The maximum speed of head movements has been demonstrated to be slower in more challenging acoustic environments11, and this parameter was consequently included in our feature set. Additionally, we quantified the number of head movements as a measure of the overall amount of movement. While one might anticipate an increase in head movements with longer response times, it has been argued that some individuals make minimal head movements and instead predominantly use their eyes for motion54,55. To measure the variation of head positions, we calculated the standard deviation of the position29. Furthermore, we calculated the average head fixation duration, setting it zero in cases where only a single head movement occurred.

Eye gaze features

We categorized the gaze trajectories into saccades and fixations using an identification by velocity threshold (IVT) algorithm56. Saccade onset and offset were determined using a threshold value of 50°/s for gaze speed. Only saccades meeting specific criteria—peak velocity below 1000°/s57, a duration of 10 ms and an amplitude above 2°—were included in the analysis to filter out unlikely or noisy eye movements. Intersaccadic intervals were labeled as fixations. Consecutive fixations were merged if they occurred less than 75 ms apart and the difference in visual angle was less than 2°, with the chosen threshold values designed to avoid merging fixations disrupted by blinks or larger eye movements. Following the merging of adjacent fixations, fixations lasting less than 100 ms were excluded from the analysis, considering them too short to signify any attention shift.
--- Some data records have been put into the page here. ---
PR #1040, opened 2026-07-17
Migrate Tar-RO file system to new backend

jaybosamiya-ms:
This PR switches our Tar-RO filesystem to the new core file system design (see #887).  Concretely, it adds a `TarRo` backend, migrates all old usage of `tar_ro::FileSystem` to a resolver-backed one to use the new `TarRo` backend, and then removes the old `tar_ro::FileSystem`.  It also makes minor tweaks to the `Backend` interface to correctly account for read-only file systems.  Interestingly, this move to the backend-based handling also gives us a chance to clean up the hardcoded dir stuff inside the tar-ro to instead properly use inode numbering :)

### DIFF
--- a/litebox_shim_linux/src/lib.rs
+++ b/litebox_shim_linux/src/lib.rs
@@ -15,6 +15,7 @@
 
 extern crate alloc;
 
+use alloc::borrow::Cow;
 use alloc::vec;
 use alloc::vec::Vec;
 
@@ -62,7 +63,7 @@ pub(crate) type LinuxFS<Platform> = litebox::fs::layered::FileSystem<
     litebox::fs::layered::FileSystem<
         Platform,
         litebox::fs::resolver::Resolver<Platform, litebox::fs::composer::Composer>,
-        litebox::fs::tar_ro::FileSystem<Platform>,
+        litebox::fs::resolver::Resolver<Platform, litebox::fs::composer::Composer>,
     >,
 >;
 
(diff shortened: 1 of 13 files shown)


jaybosamiya-ms:
This PR is easiest to review one commit in it at a time, rather than the whole thing at once.  Also, just noting that semver-checks should (expectedly) mention a warning about the `Backend` trait having been tweaked + also `tar_ro::FileSystem` will get marked as disappeared, both are expected.

wdcui:
GPT-5.6 found two potential issues. I will add my review soon.

1. Explicit directories can overwrite directory nodes —  litebox/src/fs/tar_ro.rs:397 
A  dir/  tar entry may replace the directory created for  dir/file , causing descendant lookups to fail with  ENOTDIR .
2. Tar directory  .  and  ..  entries now have inode 0 —  litebox_shim_linux/src/lib.rs:347 
 Resolver::read_dir  supplies no inode metadata for synthesized dot entries, changing prior behavior and potentially causing consumers to ignore them.

jaybosamiya-ms:
Thanks Weidong, for those two: 
1. `tar_no_std` does not give us dir entries (see https://docs.rs/tar-no-std/latest/tar_no_std/struct.ArchiveEntry.html).  This is not a concern.
2. this is expected, I already have this documented in the test. it is a resolver-level concern that needs to be fixed up there: https://github.com/microsoft/litebox/blob/10be5936c1b6d79b283d1cc6a4a2f2facc8f5545/litebox/src/fs/tests.rs#L1057-L1062

litebox_shim_linux/src/lib.rs
```diff
@@ -343,13 +344,22 @@ fn default_fs(
             .build()
             .unwrap(),
     );
+    let tar_ro = litebox::fs::resolver::Resolver::new(
+        litebox,
+        litebox::fs::composer::Composer::builder()
+            .mount("/", |allocator| {
```
wdcui, line 396: In the future, should we handle the case where it's not mounted at "/"?

wdcui (approved):
LGTM. Thanks!

litebox_shim_linux/src/lib.rs
jaybosamiya-ms: The resolver currently _already_ supports handling it at non-`/` mount, I am setting it to `/` just to maintain consistency with existing code :)

PR #1050, opened 2026-07-19
Enable shared broker pipes over Unix sockets

wdcui:
## Summary
- create one sealed memfd per broker pipe and transfer it with SCM_RIGHTS
- map separate read and write staging regions on both control-channel peers
- allow only the Linux-userland syscalls needed to receive and validate attachments
- cover two-way mapping visibility and the runner broker integration path

## Stack
1. #1049 — protocol foundation
2. #1048 — broker-host staging
3. #1051 — broker-local data path
4. **#1050** — Unix transport enablement

### DIFF
--- a/Cargo.lock
+++ b/Cargo.lock
@@ -1515,6 +1515,7 @@ dependencies = [
 name = "litebox_broker_transport"
 version = "0.1.0"
 dependencies = [
+ "libc",
  "litebox_broker_protocol",
 ]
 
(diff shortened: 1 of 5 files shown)


wdcui:
Superseded by #1052. The generic Unix shared-memory transport now lives in #1049, while #1052 owns the shared-memory-only broker-pipe protocol and data path.

PR #1051, opened 2026-07-19
Add broker-local shared pipe data path

wdcui:
## Summary
- use attached staging memory for bounded broker pipe reads and writes
- retain inline operations when the channel has no shared-memory attachment
- manage per-endpoint staging cursors, preallocation, and close lifecycle

## Stack
1. #1049 — protocol foundation
2. #1048 — broker-host staging
3. **#1051** — broker-local data path
4. #1050 — Unix transport enablement

### DIFF
--- a/litebox_broker_local/src/lib.rs
+++ b/litebox_broker_local/src/lib.rs
@@ -20,6 +20,9 @@ mod error;
 mod event;
 mod pipe;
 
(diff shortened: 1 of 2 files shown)


wdcui:
Superseded by #1052, which makes shared memory the only broker-pipe data path and consolidates the host, local, and protocol changes.

PR #1054, opened 2026-07-20
fix(net): accept advisory socket options (IP_TOS, SO_RCVBUF, SO_SNDBUF)

willportnoy:
setsockopt returned EOPNOTSUPP for IP_TOS, SO_RCVBUF and SO_SNDBUF, which Node/libuv treat as fatal — Socket.setTypeOfService and TLS buffer sizing raise uncaught exceptions that tear down the connection. These options are advisory hints, so accept them silently and keep the fixed internal buffer size that getsockopt already reports, for both INET and UNIX sockets. This matches how unprivileged sockets behave on native Linux.

### DIFF
--- a/litebox_shim_linux/src/syscalls/net.rs
+++ b/litebox_shim_linux/src/syscalls/net.rs
@@ -385,11 +385,15 @@ impl<FS: ShimFS> GlobalState<FS> {
 
         match optname {
             SocketOptionName::IP(ip) => match ip {
-                // IP_TOS is an advisory traffic-class hint. Accept it silently
-                // (we don't propagate the bit anywhere) instead of returning
-                // EOPNOTSUPP, which Node's Socket.setTypeOfService treats as
-                // fatal and cascades into tearing down the connection.
-                litebox_common_linux::IpOption::TOS => return Ok(()),
+                // IP_TOS is an advisory traffic-class hint. Accept it (we don't
+                // propagate the bit anywhere) instead of returning EOPNOTSUPP,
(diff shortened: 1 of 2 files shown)


litebox_shim_linux/src/syscalls/net.rs
```diff
@@ -385,7 +385,11 @@ impl<FS: ShimFS> GlobalState<FS> {
 
         match optname {
             SocketOptionName::IP(ip) => match ip {
-                litebox_common_linux::IpOption::TOS => return Err(Errno::EOPNOTSUPP),
+                // IP_TOS is an advisory traffic-class hint. Accept it silently
+                // (we don't propagate the bit anywhere) instead of returning
+                // EOPNOTSUPP, which Node's Socket.setTypeOfService treats as
+                // fatal and cascades into tearing down the connection.
+                litebox_common_linux::IpOption::TOS => return Ok(()),
```
CvvT: Maybe add `litebox_util_log::debug!` to all three places so that it's visible? A minor concern I have is that some applications may break if we just silently accept these.

CvvT (approved):
LGTM, thanks!

litebox_shim_linux/src/syscalls/net.rs
willportnoy: Good call — done in a2182c49. Added `litebox_util_log::debug!` at all three accept sites so an accepted-but-ignored option stays visible in the logs if an app misbehaves.

PR #1067, opened 2026-07-22
Pre-set ACCESSED and DIRTY flags in page table entries

dywongcloud:
Pre-set the ACCESSED and DIRTY flags when creating page table entries, matching Linux’s `_KERNPG_TABLE` behavior. This avoids atomic read-modify-write operations by the CPU page-table walker on first access.


CvvT (changes requested):
Hi @dywongcloud Thanks for breaking down your previous PR. This one look reasonable to me. One minor concern is the long PR message that is unnecessary and makes `git log` harder to read. I would appreciate it if you could shorten it. For this PR, only keeping the text from summary should be fine. We would like to keep a consistent style. Thanks!

dywongcloud:
> Hi @dywongcloud Thanks for breaking down your previous PR. This one look reasonable to me. One minor concern is the long PR message that is unnecessary and makes `git log` harder to read. I would appreciate it if you could shorten it. For this PR, only keeping the text from summary should be fine. We would like to keep a consistent style. Thanks!

Hi I shortened it! Please let me know!

dywongcloud:
sorry i accidentally closed it but I reopened it

CvvT (commented):
LGTM, thanks!

CvvT (approved):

From the classified gaze trajectories, we computed a set of features to characterize eye-movement behavior. To measure the extent of visual search during a head fixation, we counted the number of saccades for each individual head fixation and calculated the average over all fixations per trial. As gaze fixation durations have been shown to increase with rising task difficulty22,58, we also computed the average fixation duration. The standard deviation of the gaze position and the average gaze movement were used as a measure of movement quantity, as suggested by Hendrikse and collegues29. To determine how many potential talkers were considered, we counted the number of fixated sources. A fixated source was defined as any potential talker location within a 5° visual radius around the position fixated at least once. Additionally, we calculated the proportion of time spent looking at the target talker.

Statistical analyses

The impact of scene difficulty on various outcome measures was statistically analyzed through an analysis of variance of mixed linear models. The fundamental model employed was:

$$\text{y }\sim \#\text{talker}*\text{Reverberation}*\text{target\,\,position }+ 1|\text{Participants}$$

Here, y represents one of the outcome measures detailed in Outcome measures. Unless specified otherwise, the backward reduced model was used. In instances where effects did not persist in the final model, statistics for those effects are provided as they were in the model before removal. The reported effect sizes are partial η2, where 0.01 is considered a small effect, 0.06 indicates a medium effect, and >  = 0.14 signifies a large effect. For the computational analysis of main effects, we utilized R59 and the lmerTest package60, for calculating partial η2 the effectsize package61, and the emmeans package62 for post hoc analysis.